Sat in Abuja contemplating recent violence across northern Nigeria (from high rates of crime and kidnap-for-ransom to militancy in the North-East and a metastasising banditry problem in the North-West), an official conceded: ‘most of time it is confusing, . . . [stakeholders] lack the understanding to properly categorise these conflicts and identify [appropriate] interventions’. A resident in Yobe was blunter: ‘bandits, criminals or terrorists? It doesn’t really matter; they’re all the same people’.

Both were interviewed as part of RUSI’s recently concluded ‘OCTA’ programme, an investigation into grassroot perceptions and experiences of conflict spanning tracts of Nigeria and Mozambique, that captures the overlap and interplay between discrete modes of insecurity. Amid numerous examples of violence and vulnerability – extremism, gangsterism, state abuses and street thuggery – conflations in labels, language, tactics and membership repeatedly blurred organisational boundaries. The aesthetic and methodology of Boko Haram’s offshoots, for instance, seemed to converge with those of rural bandits, leading respondents to describe ‘creeping signs’ of ‘jihadisation’ – black flags, religious tropes and Islamist chants – among criminal outfits in Kaduna, Katsina and Zamfara. Terrorist, insurgent and gangland ‘brands’ – Islamic State West Africa (ISWAP), Jama’tu Ahlis Sunna Lidda’awati wal-Jihad (JAS), Lakurawa and Ecomog to name a few – were likewise adopted, shed or re-invented when convenient, leaving individual affiliations fairly flexible. In northern Mozambique, the picture appeared even more hazy, with illicit flows of arms, minerals, timber, ivory and narcotics persisting (to varying degrees) across territory held by Ansar al-Sunna but without evidence of direct complicity.
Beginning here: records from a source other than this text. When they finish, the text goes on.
PR #5246, opened 2021-12-03
EVG-15930: handle race between provisioning-create-host and agent

Kimchelly:
Jira: https://jira.mongodb.org/browse/EVG-15930

### Description
This is a follow on to [EVG-15022](https://jira.mongodb.org/browse/EVG-15022) (#5232).

The order of operations during host creation and agent startup _should_ be this:
provisioning-create-host job creates host that starts the agent on its own -> provisioning-create-host finishes -> agent checks in to next task
But in some cases appear to be this:
provisioning-create-host job creates host that starts the agent on its own -> agent checks in to next task -> provisioning-create-host finishes

The second order of operations means the provisioning-create-host job can race with the agent REST route to swap the intent host with the real host. particularly if the transaction takes a long time. I'm unsure why it takes a long time, but the Splunk logs say the transaction cases take over a minute to abort.

This issue should go away entirely with [EVG-15875](https://jira.mongodb.org/browse/EVG-15875), but in the meantime, this is a simple fix for an uncommon occurrence.

* Check if the intent host has already been swapped with the real host when host swapping fails in provisioning-create-host. If the real host already exists, then the swap succeeded and provisioning-create-host can proceed knowing the swap worked.
    * There is a minor issue with not doing the host swap in provisioning-create-host - the on-demand EC2 provider adds extra EC2 tag metadata to the in-memory host copy in `SpawnHost`. Since provisioning-create-host doesn't do the swap itself, these in-memory tags are never persisted in the DB. I don't think this is particularly important, but could be fixed if it becomes an issue. Otherwise, [EVG-15875](https://jira.mongodb.org/browse/EVG-15875) would fix this issue.
* Add logging for the host swap transaction duration. This is going to be removed at some point, but it's worth seeing some statistics on how long it takes to perform.

### Testing 
Not really testable since the provisioning-create-host job is not tested, and it's difficult to simulate the race to swap the host document.

### DIFF
--- a/units/provisioning_create_host.go
+++ b/units/provisioning_create_host.go
@@ -372,26 +372,8 @@ func (j *createHostJob) createHost(ctx context.Context) error {
 		}
 	} else {
 		// For most cases, spawning a host will change the ID, so we remove/re-insert the document
-		if err := host.UnsafeReplace(ctx, j.env, j.HostID, j.host); err != nil {
-			grip.Warning(message.WrapError(err, message.Fields{
-				"message":        "could not perform unsafe host replacement",
-				"job":            j.ID(),
-				"intent_host_id": j.HostID,
-				"host_id":        j.host.Id,
-				"distro":         j.host.Distro.Id,
-				"provider":       j.host.Provider,
-			}))
-			terminateCtx, cancel := context.WithTimeout(ctx, 30*time.Second)
-			defer cancel()
-			grip.Error(message.WrapError(cloudManager.TerminateInstance(terminateCtx, j.host, evergreen.User, "hit database error trying to update host"), message.Fields{
-				"message":        "could not terminate host after failed unsafe host replacement",
-				"host_id":        j.host.Id,
-				"intent_host_id": j.HostID,
-				"distro":         j.host.Distro.Id,
-				"provider":       j.host.Provider,
-				"job":            j.ID(),
-			}))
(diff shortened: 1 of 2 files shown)


units/provisioning_create_host.go
```diff
@@ -463,3 +445,53 @@ func (j *createHostJob) isImageBuilt(ctx context.Context) (bool, error) {
...
+// real host that was created by this job. If that fails, it checks to see if
+// the real host already exists. If both of those fail, it will attempt to
+// terminate the cloud host.
+func (j *createHostJob) tryHostReplacement(ctx context.Context, cloudMgr cloud.Manager) error {
+	err := host.UnsafeReplace(ctx, j.env, j.HostID, j.host)
+	if err == nil {
+		return nil
+	}
+
+	grip.Warning(message.WrapError(err, message.Fields{
```
julianedwards, line 459: Should the warning message be sent after we check for the host? It seems if the host was already successfully swapped there is not point of adding a warning message.

Kimchelly: It's relevant to know when the host swap has failed in provisioning create host, which is the normal way to do the swap (doing it in the agent is the abnormal route). If it silently fails to swap due to this race without any logging, it'll be more difficult to debug. It's also an uncommon occurrence, so it won't log that much compared to all the other noisy logs that jobs have.

julianedwards (approved):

In many ways, OCTA demonstrates the difficulty of mapping the scope, scale and dispensation of such conflicts and their ‘shadow economies’; a partial symptom of research constraints (poor access, insufficient sampling, limited trust and security restrictions) and imperfect information among local stakeholders. That said, this confusion does yield other insights, with the fungibility and fluidity of armed groups and their sundry interactions with surrounding populations raising important implications for state and non-state governance. While different forms of violence clearly have their own drivers and dynamics, they co-exist within a shared social ecology, a wider system conducive to militant mobilisation. At the same time, these settings create transient distinctions between licit and illicit activity in the public imagination, while exposing the uncomfortable reality that stability and prosperity are not always synonymous. War can create new markets, commodity chains and informal industries that perpetuate violence while sustaining community coping mechanisms and survival strategies. Occasionally, criminal economies can even become pacifying in themselves, eliciting ‘developmental effects’ that many see as beneficial, if not preferable, to an absent or rapacious state.